— Source data —
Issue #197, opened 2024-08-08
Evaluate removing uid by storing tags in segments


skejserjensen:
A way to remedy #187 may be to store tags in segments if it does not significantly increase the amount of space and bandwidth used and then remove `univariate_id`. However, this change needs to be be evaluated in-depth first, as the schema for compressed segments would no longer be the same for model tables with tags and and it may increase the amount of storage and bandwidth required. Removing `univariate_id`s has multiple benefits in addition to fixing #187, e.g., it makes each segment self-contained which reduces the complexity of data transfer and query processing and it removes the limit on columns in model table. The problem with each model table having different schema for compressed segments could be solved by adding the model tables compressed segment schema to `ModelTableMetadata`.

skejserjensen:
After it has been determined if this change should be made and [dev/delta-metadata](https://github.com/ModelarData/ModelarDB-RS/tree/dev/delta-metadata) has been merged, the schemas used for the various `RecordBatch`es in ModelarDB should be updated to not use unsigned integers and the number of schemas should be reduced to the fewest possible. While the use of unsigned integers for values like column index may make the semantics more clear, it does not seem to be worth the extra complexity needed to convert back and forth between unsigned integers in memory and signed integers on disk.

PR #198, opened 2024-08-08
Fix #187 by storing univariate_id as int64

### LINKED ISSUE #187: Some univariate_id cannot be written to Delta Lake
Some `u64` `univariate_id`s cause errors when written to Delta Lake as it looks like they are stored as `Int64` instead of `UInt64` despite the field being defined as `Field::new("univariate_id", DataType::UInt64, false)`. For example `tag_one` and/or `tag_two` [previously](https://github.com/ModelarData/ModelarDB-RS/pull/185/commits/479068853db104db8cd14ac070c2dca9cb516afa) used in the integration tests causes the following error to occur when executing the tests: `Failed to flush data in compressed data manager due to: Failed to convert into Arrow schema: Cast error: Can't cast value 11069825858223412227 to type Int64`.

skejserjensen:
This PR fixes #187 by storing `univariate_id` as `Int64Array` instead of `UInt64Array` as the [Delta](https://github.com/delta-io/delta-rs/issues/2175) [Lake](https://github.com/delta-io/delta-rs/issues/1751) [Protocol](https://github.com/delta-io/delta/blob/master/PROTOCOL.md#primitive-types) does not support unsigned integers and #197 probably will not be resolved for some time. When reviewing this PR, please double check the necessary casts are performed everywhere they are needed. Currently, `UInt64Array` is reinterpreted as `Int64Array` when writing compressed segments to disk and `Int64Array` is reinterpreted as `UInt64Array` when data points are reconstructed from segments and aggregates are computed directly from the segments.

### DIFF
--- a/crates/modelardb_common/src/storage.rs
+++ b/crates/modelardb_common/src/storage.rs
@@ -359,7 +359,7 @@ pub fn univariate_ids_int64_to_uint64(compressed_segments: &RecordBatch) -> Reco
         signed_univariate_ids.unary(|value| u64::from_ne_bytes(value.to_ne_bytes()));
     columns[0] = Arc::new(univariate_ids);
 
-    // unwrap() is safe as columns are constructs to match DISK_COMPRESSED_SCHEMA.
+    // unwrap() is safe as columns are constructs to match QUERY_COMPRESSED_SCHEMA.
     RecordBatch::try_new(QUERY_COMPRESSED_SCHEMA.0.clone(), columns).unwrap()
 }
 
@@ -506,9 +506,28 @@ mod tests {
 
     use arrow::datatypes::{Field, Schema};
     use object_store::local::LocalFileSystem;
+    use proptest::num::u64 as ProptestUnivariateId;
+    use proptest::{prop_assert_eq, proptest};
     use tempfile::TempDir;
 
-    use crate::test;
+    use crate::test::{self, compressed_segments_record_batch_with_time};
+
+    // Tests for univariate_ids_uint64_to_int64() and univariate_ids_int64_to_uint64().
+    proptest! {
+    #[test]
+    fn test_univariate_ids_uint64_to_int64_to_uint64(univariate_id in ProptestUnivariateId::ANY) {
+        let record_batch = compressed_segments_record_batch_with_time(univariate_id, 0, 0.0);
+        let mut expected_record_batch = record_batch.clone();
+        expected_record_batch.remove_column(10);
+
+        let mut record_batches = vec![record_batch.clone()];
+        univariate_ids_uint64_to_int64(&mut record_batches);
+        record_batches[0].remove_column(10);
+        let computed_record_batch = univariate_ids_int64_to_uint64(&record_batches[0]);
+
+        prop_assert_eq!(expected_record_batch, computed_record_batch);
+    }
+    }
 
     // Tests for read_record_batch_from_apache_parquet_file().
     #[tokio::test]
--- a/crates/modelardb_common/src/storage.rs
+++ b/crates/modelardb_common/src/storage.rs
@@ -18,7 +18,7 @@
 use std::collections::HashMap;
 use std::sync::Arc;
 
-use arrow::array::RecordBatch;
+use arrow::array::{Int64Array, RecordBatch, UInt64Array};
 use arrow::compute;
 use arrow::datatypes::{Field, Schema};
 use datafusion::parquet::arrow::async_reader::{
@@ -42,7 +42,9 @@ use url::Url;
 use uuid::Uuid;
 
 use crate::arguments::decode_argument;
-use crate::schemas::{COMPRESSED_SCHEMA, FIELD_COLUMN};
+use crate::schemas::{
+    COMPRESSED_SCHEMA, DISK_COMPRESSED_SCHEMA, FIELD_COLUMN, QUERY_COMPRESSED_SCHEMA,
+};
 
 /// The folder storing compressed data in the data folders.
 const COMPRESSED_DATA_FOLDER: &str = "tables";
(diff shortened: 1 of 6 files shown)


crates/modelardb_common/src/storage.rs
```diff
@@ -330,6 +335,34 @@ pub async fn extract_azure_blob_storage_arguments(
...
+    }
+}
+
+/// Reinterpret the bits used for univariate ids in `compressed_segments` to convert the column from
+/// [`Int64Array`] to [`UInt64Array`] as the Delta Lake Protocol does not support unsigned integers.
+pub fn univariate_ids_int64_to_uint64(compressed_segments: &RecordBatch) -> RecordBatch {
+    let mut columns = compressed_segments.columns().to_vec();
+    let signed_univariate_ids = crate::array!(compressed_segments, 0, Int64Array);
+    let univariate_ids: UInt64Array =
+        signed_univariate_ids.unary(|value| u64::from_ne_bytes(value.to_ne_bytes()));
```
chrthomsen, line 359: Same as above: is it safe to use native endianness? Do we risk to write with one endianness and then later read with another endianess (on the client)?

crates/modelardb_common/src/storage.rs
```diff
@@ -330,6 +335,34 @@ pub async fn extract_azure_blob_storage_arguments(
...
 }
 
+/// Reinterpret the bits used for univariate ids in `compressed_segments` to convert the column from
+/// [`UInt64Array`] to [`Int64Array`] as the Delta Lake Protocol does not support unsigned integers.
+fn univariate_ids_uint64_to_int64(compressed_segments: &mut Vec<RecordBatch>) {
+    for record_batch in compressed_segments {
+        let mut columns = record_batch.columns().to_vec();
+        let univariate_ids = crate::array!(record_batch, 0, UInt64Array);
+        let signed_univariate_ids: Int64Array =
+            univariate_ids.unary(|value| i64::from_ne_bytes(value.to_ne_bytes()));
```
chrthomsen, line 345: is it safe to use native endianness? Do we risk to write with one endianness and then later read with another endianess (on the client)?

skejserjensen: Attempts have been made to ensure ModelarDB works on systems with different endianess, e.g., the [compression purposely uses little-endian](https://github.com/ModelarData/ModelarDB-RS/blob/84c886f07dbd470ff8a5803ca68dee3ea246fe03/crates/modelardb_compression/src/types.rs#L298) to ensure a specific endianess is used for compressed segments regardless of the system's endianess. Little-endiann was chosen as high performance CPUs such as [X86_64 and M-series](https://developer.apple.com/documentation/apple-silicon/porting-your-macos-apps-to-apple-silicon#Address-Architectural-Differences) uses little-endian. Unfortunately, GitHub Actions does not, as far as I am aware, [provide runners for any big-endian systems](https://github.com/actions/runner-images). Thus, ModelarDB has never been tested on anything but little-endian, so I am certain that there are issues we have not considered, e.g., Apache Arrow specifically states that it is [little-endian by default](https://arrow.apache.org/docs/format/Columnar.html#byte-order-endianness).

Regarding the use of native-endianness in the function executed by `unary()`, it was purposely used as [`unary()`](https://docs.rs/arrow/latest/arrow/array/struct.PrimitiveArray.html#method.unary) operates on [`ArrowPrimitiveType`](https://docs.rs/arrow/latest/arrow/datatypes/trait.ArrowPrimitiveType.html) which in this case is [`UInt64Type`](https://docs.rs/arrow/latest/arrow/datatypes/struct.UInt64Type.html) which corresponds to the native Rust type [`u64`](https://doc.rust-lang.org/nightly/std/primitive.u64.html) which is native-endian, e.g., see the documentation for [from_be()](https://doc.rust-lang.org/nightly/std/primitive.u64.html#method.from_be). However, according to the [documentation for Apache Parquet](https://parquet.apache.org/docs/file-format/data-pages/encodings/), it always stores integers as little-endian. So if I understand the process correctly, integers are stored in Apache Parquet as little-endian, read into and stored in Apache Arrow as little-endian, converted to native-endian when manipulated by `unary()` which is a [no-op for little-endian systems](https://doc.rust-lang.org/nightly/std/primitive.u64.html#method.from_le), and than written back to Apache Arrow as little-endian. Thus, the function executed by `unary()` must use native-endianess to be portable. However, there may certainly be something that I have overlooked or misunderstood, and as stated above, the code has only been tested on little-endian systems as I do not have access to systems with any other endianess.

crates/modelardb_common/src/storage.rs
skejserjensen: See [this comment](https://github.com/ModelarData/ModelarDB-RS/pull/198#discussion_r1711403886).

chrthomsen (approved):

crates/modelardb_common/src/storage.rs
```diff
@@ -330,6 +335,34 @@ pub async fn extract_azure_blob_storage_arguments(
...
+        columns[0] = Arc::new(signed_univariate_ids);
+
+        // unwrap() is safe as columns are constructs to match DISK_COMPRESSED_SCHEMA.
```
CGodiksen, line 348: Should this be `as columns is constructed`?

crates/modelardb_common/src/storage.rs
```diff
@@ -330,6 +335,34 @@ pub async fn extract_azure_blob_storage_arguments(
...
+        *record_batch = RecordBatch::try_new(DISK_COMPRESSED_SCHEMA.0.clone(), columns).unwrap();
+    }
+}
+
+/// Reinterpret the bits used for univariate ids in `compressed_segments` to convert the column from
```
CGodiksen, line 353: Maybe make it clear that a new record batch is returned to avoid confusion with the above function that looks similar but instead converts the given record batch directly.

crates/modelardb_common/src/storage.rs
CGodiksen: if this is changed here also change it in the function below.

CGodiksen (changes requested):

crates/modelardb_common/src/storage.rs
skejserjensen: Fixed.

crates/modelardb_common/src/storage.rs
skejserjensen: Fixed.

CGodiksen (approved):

---

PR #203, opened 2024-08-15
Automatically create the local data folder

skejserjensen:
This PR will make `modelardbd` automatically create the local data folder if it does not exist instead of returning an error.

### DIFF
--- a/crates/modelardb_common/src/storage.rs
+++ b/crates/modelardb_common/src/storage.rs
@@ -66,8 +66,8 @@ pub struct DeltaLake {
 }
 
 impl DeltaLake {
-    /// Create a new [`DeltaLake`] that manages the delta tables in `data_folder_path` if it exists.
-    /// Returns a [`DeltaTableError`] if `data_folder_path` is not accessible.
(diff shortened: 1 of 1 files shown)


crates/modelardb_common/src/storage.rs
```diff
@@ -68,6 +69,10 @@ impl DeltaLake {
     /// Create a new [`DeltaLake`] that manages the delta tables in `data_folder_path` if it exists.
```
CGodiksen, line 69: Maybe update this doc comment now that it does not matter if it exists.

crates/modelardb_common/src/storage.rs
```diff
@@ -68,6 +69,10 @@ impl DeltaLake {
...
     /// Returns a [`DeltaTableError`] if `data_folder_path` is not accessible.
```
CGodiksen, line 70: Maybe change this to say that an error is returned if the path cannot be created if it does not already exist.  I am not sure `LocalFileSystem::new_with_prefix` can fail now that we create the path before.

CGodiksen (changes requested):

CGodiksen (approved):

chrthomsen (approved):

— Task brief —
Go over the listing above and return each line with "accessible".

— Your response —
-    /// Returns a [`DeltaTableError`] if `data_folder_path` is not accessible.
     /// Returns a [`DeltaTableError`] if `data_folder_path` is not accessible.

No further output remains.